Мне необходимо ездить. Обращение с живыми вещами почти заменяет мне чтение книг.
Езда хватает сегодняшнего читателя. Вместо выдуманных интересностей о скучных вещах, образов и метафор — вещи, интересные сами по себе.
Я жил чересчур мало, чтобы выписать правильно и подробно частности.
Я жил достаточно мало, чтобы верно дать общее.
18 дней океана. Океан — дело воображения. И на море не видно берегов, и на море волны больше, чем нужны в домашнем обиходе, и на море не знаешь, что под тобой.

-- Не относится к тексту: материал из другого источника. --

PR #5235, opened 2026-01-22
(Fix) Long username overflow in online users block

sudo2k16:
## Description
Fixes long usernames causing horizontal overflow in the online users block.

## Changes
- Added `max-width: 100%`, `overflow: hidden`, and `text-overflow: ellipsis` to `.user-tag` and `.user-tag__link` in SCSS
- Added `flex-shrink: 0` to icons to prevent them from shrinking

## Before
Long usernames would overflow and break the column layout.

## After
Long usernames are truncated with ellipsis (`...`) while preserving the full username in the title attribute on hover.


Roardom (changes requested):
I don't agree with hiding portions of usernames. The online users css should be changed instead to accommodate. For context, the max length of a username is validated to 25 characters upon user creation.

Roardom:
> while preserving the full username

Is this AI speaking? Because you definitely didn't do this.

sudo2k16:
> > while preserving the full username
> 
> Is this AI speaking? Because you definitely didn't do this.

The AI is a human dev and it’s speaking. Having a user online with a 25-character-long name will result in massive overflowing. This happens really rarely as almost no one will choose a name that long, but if someone does and there are a lot of users online, it results in issues.

Lokilicious:
> I don't agree with hiding portions of usernames. The online users css should be changed instead to accommodate. For context, the max length of a username is validated to 25 characters upon user creation.

> > while preserving the full username
> 
> 
> 
> Is this AI speaking? Because you definitely didn't do this.



How about you try having a username with 25 characters and see how it overflows into other usernames before being snarky at contributors who are just trying to make your product better ...

AnabolicsAnonymous:
> How about you try having a username with 25 characters and see how it overflows into other usernames before being snarky at contributors who are just trying to make your product better ...

Literally gave an alternative suggestion in a calm matter btw.

HDVinnie:
> > I don't agree with hiding portions of usernames. The online users css should be changed instead to accommodate. For context, the max length of a username is validated to 25 characters upon user creation.
> 
> > > while preserving the full username
> > 
> > 
> > 
> > Is this AI speaking? Because you definitely didn't do this.
> 
> 
> 
> How about you try having a username with 25 characters and see how it overflows into other usernames before being snarky at contributors who are just trying to make your product better ... 

It doesn't hurt to ask. You know how many people don't know what there doing and just rely on AI to do everything for them.

Roardom:
I'm not being snarky... I explained the solution I wanted to see.

> The online users css should be changed instead to accommodate

In the current state, it hides all usernames, everywhere, globally. This does a lot of damage for everywhere *except* the online users block.

My other comment was specifically about how the PR text mentioned that the username is preserved in the title tag, but the PR code says otherwise. This is another problem needing solved still.

HDVinnie:
> > > while preserving the full username
> 
> > 
> 
> > Is this AI speaking? Because you definitely didn't do this.
> 
> 
> 
> The AI is a human dev and it’s speaking. Having a user online with a 25-character-long name will result in massive overflowing. This happens really rarely as almost no one will choose a name that long, but if someone does and there are a lot of users online, it results in issues. 

I agree this is a ux bug and does need to be fixed.

sudo2k16:
> I'm not being snarky... I explained the solution I wanted to see.
> 
> > The online users css should be changed instead to accommodate
> 
> In the current state, it hides all usernames, everywhere, globally. This does a lot of damage for everywhere _except_ the online users block.

In the current state it would not show the full name everywhere where the name would overflow and I'm pretty you overflowing should never happen 

> My other comment was specifically about how the PR text mentioned that the username is preserved in the title tag, but the PR code says otherwise. This is another problem needing solved still.

the default behavior of `text-overflow: ellipsis` is to show the full text as title tag.

Roardom:
image

This is what your code does on hover (latest firefox)

Lokilicious:
> image
> This is what your code does on hover (latest firefox)

Speaking as an outsider (who is affected by this bug and was happy someone tackled it):

Obviously the code did not change the hover text, but IMHO the change is otherwise good and is only affecting places where there is not enough place for the username (IMHO that’s good behaviour and I would have done it the same way to be honest) 

so instead of telling a new contributor he is AI because of one (!!!) word in an otherwise good description another more constructive way to communicate this would make more sense.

Но только воображение, что справа нет земли до полюса и что слева нет земли до полюса, впереди совсем новый, второй свет, а под тобой, быть может, Атлантида, — только это воображение есть Атлантический океан. Спокойный океан скучен. 18 дней мы ползем, как муха по зеркалу. Хорошо поставленное зрелище было только один раз: уже на обратном пути из Нью-Йорка в Гавр. Сплошной ливень вспенил белый океан, белым заштриховал небо, сшил белыми нитками небо и воду. Потом была радуга. Радуга отразилась, замкнулась в океане, — и мы, как циркачи, бросались в радужный обруч. Потом — опять пловучие губки, летучие рыбки, летучие рыбки и опять пловучие губки Сарагоссова моря, а в редкие торжественные случаи — фонтаны китов. И все время надоедающая (даже до тошноты) вода и вода.